**Your objective:**
For each line below that holds the word "from", make a copy.
• • • • • • •
PR #4104, opened 2017-04-13
Add exclude-sections

Nosferatul:
This is an argument for cli to ignore section(s).

Closes https://github.com/coala/coala/issues/4019

### DIFF
--- a/coalib/parsing/DefaultArgParser.py
+++ b/coalib/parsing/DefaultArgParser.py
@@ -105,6 +105,10 @@ To run coala without user interaction, run the `coala --non-interactive`,
     config_group = arg_parser.add_argument_group('Configuration')
 
     config_group.add_argument(
+        '-e', '--exclude-sections', nargs='*', metavar='STR',
+        help='exclude sections for the current run')
+
+    config_group.add_argument(
         '-c', '--config', nargs=1, metavar='FILE',
         help='configuration file to be used, defaults to {}'.format(
             Constants.default_coafile))
--- a/coalib/settings/ConfigurationGathering.py
+++ b/coalib/settings/ConfigurationGathering.py
@@ -13,6 +13,7 @@ from coalib.parsing.ConfParser import ConfParser
 from coalib.settings.Section import Section
 from coalib.settings.SectionFilling import fill_settings
 from coalib.settings.Setting import Setting, path
+from coalib.parsing.DefaultArgParser import default_arg_parser
 
 
 def merge_section_dicts(lower, higher):
@@ -199,6 +200,18 @@ def load_configuration(arg_list, log_printer, arg_parser=None):
                             'coafile to avoid any unexpected behavior.')
 
         sections = merge_section_dicts(sections, cli_sections)
+
+    arg_parser = default_arg_parser() if arg_parser is None else arg_parser
+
• • • • • • •
**Result for this task:**
@@ -13,6 +13,7 @@ from coalib.parsing.ConfParser import ConfParser
 from coalib.settings.Section import Section
 from coalib.settings.SectionFilling import fill_settings
 from coalib.settings.Setting import Setting, path
+from coalib.parsing.DefaultArgParser import default_arg_parser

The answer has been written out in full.